We need to build the GitHub of scientific data
I was reading this article published in 2017. It had a bold claim. A scientific dataset's odds of being available drop by 17% each year. That's not just bad. It's a crisis.
Think about what that means. Every four years, half of all science data published four years before effectively vanishes. Gone. Inaccessible.
This is insane. We're living in an age where storage is cheaper than ever. Where we can save every photo we take, every tweet we post, every half-formed idea we jot down. Yet, the foundation of scientific progress—the actual data—is vanishing at an alarming rate.
It's not just biology, either. This is happening across all fields of science. And it's not because scientists don't care. It's because we've built a system that makes it hard to do the right thing.
Here's the problem: when a scientist publishes a paper, they care about the paper itself. They're incentivized to. The data? It's an afterthought. They might upload it to their university's server. Or, to a field-specific repository. But then they move on to the next idea. And when they change institutions, or when the funding for that server runs out, or when the repository decides to "upgrade" its systems... poof. The data is gone.
This wouldn't be a big deal if data didn't matter. But data is everything in science. It's the raw material from which knowledge is built. Losing data doesn't just inconvenience a few researchers. It actively hinders scientific progress.

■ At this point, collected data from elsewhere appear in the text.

PR #4361, opened 2025-06-13
wasi_nn_openvino.c: remove pre/postprocessing and layout assumptions

yamt:
as wasi-nn doesn't have these concepts, the best we can do without risking breaking certain applications here is to pass through tensors as they are.

this matches wasmtime's behavior.

tested with:

* wasmtime classification-example (with this change, this example fails on tensor size mismatch instead of implicitly resizing it.)

* license-plate-recognition-barrier-0007, a converted version with non-fp32 output. [1] (with this change, this model outputs integers as expected.)

[1] https://github.com/openvinotoolkit/open_model_zoo/tree/cd7ebe313b69372763e76b82e5d24935308fece4/models/public/license-plate-recognition-barrier-0007

### DIFF
--- a/core/iwasm/libraries/wasi-nn/src/wasi_nn_openvino.c
+++ b/core/iwasm/libraries/wasi-nn/src/wasi_nn_openvino.c
@@ -32,8 +32,6 @@ typedef struct {
     void *weight_data;
     ov_tensor_t *weights_tensor;
     ov_model_t *model;
-    /* add prepostprocess */
-    ov_model_t *new_model;
     ov_compiled_model_t *compiled_model;
     ov_infer_request_t *infer_request;
     ov_tensor_t *input_tensor;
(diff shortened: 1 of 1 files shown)


yamt:
the ci failed with the infamous SGX 143.
i filed https://github.com/bytecodealliance/wasm-micro-runtime/issues/4363 and restarted the job.

lum1n0us:
@yamt Would you mind adding license-plate-recognition-barrier-0007into https://github.com/bytecodealliance/wasm-micro-runtime/blob/main/core/iwasm/libraries/wasi-nn/test/Dockerfile.wasi-nn-smoke (in a new PR if prefer)?

yamt:
> @yamt Would you mind adding license-plate-recognition-barrier-0007into https://github.com/bytecodealliance/wasm-micro-runtime/blob/main/core/iwasm/libraries/wasi-nn/test/Dockerfile.wasi-nn-smoke

i used https://github.com/bytecodealliance/wasm-micro-runtime/pull/4373 to run the model.
i haven't used core/iwasm/libraries/wasi-nn/test. maybe i will take a look later.

> (in a new PR if prefer)?

yes.

lum1n0us (approved):

Issue #4265, opened 2025-05-09
Send an empty/error reply when the debugger fails.


lum1n0us:
Here if we directly return without any response, the debugger client will wait forever. A better way may be sending an empty/error reply (like `write_packet(server, "");` or `write_packet(server, "E01");`) to tell the server there is an error.

https://sourceware.org/gdb/current/onlinedocs/gdb.html/Standard-Replies.html#Standard-Replies

_Originally posted by @xujuntwt95329 in https://github.com/bytecodealliance/wasm-micro-runtime/pull/4234#discussion_r2074619453_

PR #4362, opened 2025-06-13
send an empty/error reply from server

yviansu:
This problem relevant to https://github.com/bytecodealliance/wasm-micro-runtime/issues/4265 
Here I added a function to send the empty and error reply, will reply before the server returns.

**Attention: this feature has not been tested yet since no related test cases have been found.**

### DIFF
--- a/core/iwasm/libraries/debug-engine/handler.c
+++ b/core/iwasm/libraries/debug-engine/handler.c
@@ -180,7 +180,7 @@ process_wasm_global(WASMGDBServer *server, char *args)
    Not tested yet, but it should work.
  */
 static void
-fail(WASMGDBServer *server, const char *err)
+send_reply(WASMGDBServer *server, const char *err)
 {
     if (!err || !*err)
         write_packet(server, "");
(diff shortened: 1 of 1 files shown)


core/iwasm/libraries/debug-engine/handler.c
```diff
@@ -175,6 +175,19 @@ process_wasm_global(WASMGDBServer *server, char *args)
     os_mutex_unlock(&tmpbuf_lock);
 }
 
+/* TODO: let server send an empty/error reply.
+   Original issue: 4265
+   Not tested yet, but it should work.
+ */
+static void
+fail(WASMGDBServer *server, const char *err)
```
TianlongLiang: Maybe it's better to rename it to `send_error_reply` or something, fail as a function name is a little strange since WAMR often uses fail as a goto label

TianlongLiang (approved):
LGTM with a minor comment

core/iwasm/libraries/debug-engine/handler.c
yamt: +1

PR #4372, opened 2025-06-17
improve logic of `heap_type` validation when `ref.null`

Septa2112:
PR #4300 introduced the rationale for validating heap_type. 

This patch moves the validation before the computation of type1 to prevent potential overflow.

### DIFF
--- a/core/iwasm/interpreter/wasm_loader.c
+++ b/core/iwasm/interpreter/wasm_loader.c
@@ -1057,11 +1057,9 @@ load_init_expr(WASMModule *module, const uint8 **p_buf, const uint8 *buf_end,
                     }
                     cur_ref_type.ref_ht_common.ref_type =
                         (uint8)((int32)0x80 + heap_type);
-                    if (!push_const_expr_stack(
-                            &const_expr_ctx, flag, cur_ref_type.ref_type, NULL,
-                            0, &cur_value, error_buf, error_buf_size))
-                    if (!push_const_expr_stack(&const_expr_ctx, flag, type1,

Imagine if software worked this way. Imagine if, every time you used a library, you had to find the original developer and hope they had a copy. It would be absurd. Yet that's essentially what we're asking scientists to do.
We need to fix this. And I think the solution is surprisingly simple: we need GitHub for scientific data.
Think about what GitHub did for code. Before GitHub, sharing code was a pain. You had to set up servers. You had to manage version control. You had to figure out how to handle contributions from others. GitHub made all of that easy. It unleashed a wave of collaboration and innovation. This has transformed the software industry. Of course, there were some solutions out there, but none that stood the test of time as well as GitHub.
We need the same thing for scientific data. A single, global platform where:
Data is stored permanently.
Everything is indexed and easily searchable.
Version control is built-in.
Licensing is clear and standardized.
Forking and modifying datasets is as easy as forking a GitHub repo.
This isn't just a nice-to-have. It's essential for the future of science. Because right now, we're building on quicksand. Each new study, each new discovery, is relying on data that might not be there in a few years. We're creating a house of cards that's destined to collapse.
Some will argue that we already have solutions for this. There are field-specific repositories, institutional databases, and even some attempts at cross-disciplinary platforms. But none of them could solve the whole problem. They're fragmented and hard to use. They lack the network effects that made GitHub so powerful.
We need a single, universal platform. It should be the default place to store and share scientific data. A platform so easy to use, so obviously beneficial that not using it would seem crazy.
This isn't just about making scientists' lives easier. It's about accelerating the pace of scientific progress itself. It's about solving big problems faster.
We need to build the GitHub of scientific data.